Maybe your feral girl summer looks like this, maybe it doesn’t (email me highlights, babes) — I’m not here to gatekeep. Feral girl summer is a moment that, by design, widens possibilities for women and how we want to live. And in that spirit, allow me to put you on, because despite the fact I have been partying more than ever, my ass and midsection are serving a bit harder than usual. Between deep sleeps and having the time of my life, I’ve squeezed in a handful of sessions “doing Jane,” as the girls used to say, each week. And I must say — it’s the exact regimen for those who want to establish a replenishing practice that slides in smoothly between flying high and crashing hard or sputtering around your apartment in the AC avoiding the heat and viruses. Why on earth, in this political climate, would I leave my apartment on a hot garbage New York City summer day to go sweat in a room with strangers when Jane is ready and waiting? The only reason I could think of is that I don’t know she’s there, so that’s why I am sounding the call to all the girls going feral this summer. I’m closer to doing the splits than I have been in years, and I’ve just been doing the beginner’s workout.
Rather than chase a Photoshopped standard, the girls are rightfully re-balancing their f*ck budgets. A modest proposal: reallocate the time and money you spend on a gym membership or barre classes (a cultural descendant of Jane Fonda's workout empire, you know) and funnel those resources into the things that feed the feral parts of your soul — like an entire Costco cake or Beyoncé tickets.
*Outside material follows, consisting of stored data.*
Issue #616, opened 2024-07-19
Fix Pantheon deploy error


mrdavidburns:
Relates to: #601 

Pantheon DEV deploy still failing on `update` step with v3.8.1
Looks like the update command runs but it reports back as failed.

```
Failed to execute command ./vendor/bin/task -l | grep '* update: ': exit status 1
[drupal:update]  [success] No pending updates.
[drupal:update]  [success] Cache rebuild complete.
Notice: [drupal:update]  [notice] There are no changes to import.
Notice: [drupal:update]  [notice] There are no changes to import.
[drupal:update]  [success] Cache rebuild complete.
[drupal:update]  [success] No pending deploy hooks.
[drupal:update] Config export does not match database.
Notice: [drupal:update]  [notice] No differences between DB and sync directory.
task: Failed to run task "drupal:update": exit status 1
Failed to execute command ./vendor/bin/task drupal:update site=@***.pr-3836: exit status 201
Error: Process completed with exit code 1.
```

mrdavidburns:
Making note that this may be caused by a change from Pantheon. The DEV deploy actions worked fine and did not change for a few projects then suddenly started having these types of errors.

vordude:
Hi Matt,

Arvin here, with the Customer Success team at Pantheon.

We've received your issue and the team was able to look into it. With the logs that you provided, we may need further clarification to help us understand what's happening in these GitHub actions from the logs and what the problem is with the site.

Mainly on this log here:

[...]

PR #622, opened 2024-07-23
Issue #616 - Fix Pantheon deploy error

mrdavidburns:
fixes: #616 

This patch created by @alexanderpatriciop has been tested on multiple projects and does complete the deployment without failure

### DIFF
--- a/tasks/drupal.yml
+++ b/tasks/drupal.yml
@@ -68,7 +68,8 @@ tasks:
       - ./vendor/bin/drush {{.site}} --yes cache:rebuild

Pony up $10.99 on Apple TV or do Jane for free on YouTube. It works if you’re hungover (or sober). It works if you need something quick before getting ready. The up-tempo backtrack to the video works well as a base for whatever music you want to play on your own (Charli XCX is my recommendation), while still hearing Fonda’s command to “push up” while spreading your legs wide during the video’s glutes section. It all comes together under a simulation-like aesthetic of striped leotards and neon leg warmers, providing the perfect escapist physical activity for anyone feeling stuck in the familiar or daunted by the unprecedented.